2003.12.17 Our walks don't measure up

Written by David Green.

By DAVID GREEN

Do you ever get the urge to talk about sidewalks? I don’t suppose it’s ever happened to me, either, except that I developed an urge to write a column and get on with life. The burden of filling this space every week sometimes prevents other adventures.

I’ve marvelled at Morenci’s new downtown sidewalks. I don’t complain and criticize. I just look and marvel at their size. I think narrower would be better, but it doesn’t bother me that much.

It’s a little more snow to shovel for the Main Street business owners, but it’s probably worth it. Some day Morenci might be the site of a major demonstration against human rights violations. There could be a mass march on City Hall in which throngs of people meet at Wakefield Park and head downtown along Main Street’s south sidewalk. The width will be important to help facilitate the movement of citizens in an orderly fashion.

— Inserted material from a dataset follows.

PR #343, opened 2021-04-23
fix:default value miss in route & upstream

w313062006:
add default value for PathHandling in route & HTTPSVerifyCertificate in upstream
set PathHandling to "v1" according https://docs.konghq.com/gateway-oss/2.3.x/admin-api/#add-route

I think the only disparaging remark I’ve made about the new walks is in relation to New York City. I’ve often wondered if our walks are as big as those in Manhattan. I’ve walked sidewalks in Manhattan that were completely filled with people. When the crowd moves, you move. One big flow of humanity, pausing only for a stoplight.

It’s nothing special. Just a typical busy day in that part of town.

In Morenci, the sidewalks seem to be pretty busy right after the Town and Country Festival parade. The candy is all collected from the street and people head west to the park. Sometimes a person has to pause for a fraction of second to avoid running into someone. That’s about as hectic as it gets here.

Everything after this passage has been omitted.